PR #40644, opened 2022-01-26
[8.x] Fix Not override actionList

fagai:
If you define the same action for multiple routes, I think the route you created earlier will take precedence.
The reality is different: the non-cached RouteCollection overwrites the ActionList key, giving priority to routes added later.
This fix corrects the differences with the CompiledRouteCollection.

### DIFF
--- a/src/Illuminate/Routing/RouteCollection.php
+++ b/src/Illuminate/Routing/RouteCollection.php
@@ -102,7 +102,11 @@ class RouteCollection extends AbstractRouteCollection
      */
     protected function addToActionList($action, $route)
     {
-        $this->actionList[trim($action['controller'], '\\')] = $route;
+        $key = trim($action['controller'], '\\');
+
+        if (! isset($this->actionList[$key])) {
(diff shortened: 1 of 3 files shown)


taylorotwell:

Thanks!

fagai:
@taylorotwell 

Thank you for your reply.
Here is a simple example.
Please let me know if there is something missing.
I will do everything I can.

# Example

web.php
```php
Route::resource('products', 'ProductController');
Route::get('products.index.csv', 'ProductController@index');
```

ProductController
```php
public function index()
{
    // search products

    if (request()->extension() === 'csv') {
        // If the extension is csv, change it to csv and download it.
    }
}
```

view (show)
```php
<a href="{{ action(controller_name(), 'index') }}">index</a>
```

For codes like the one above, the following differences occur:
## no cache
```php
<a href="http://localhost/products.index.csv">index</a>
```

## cached (`php artisan route:cache`)
```php
<a href="http://localhost/products">index</a>
```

- - -

_Aim of the task_: Return all lines of the material that have "http" in them.

_Answer to the problem_:
<a href="http://localhost/products.index.csv">index</a>
<a href="http://localhost/products">index</a>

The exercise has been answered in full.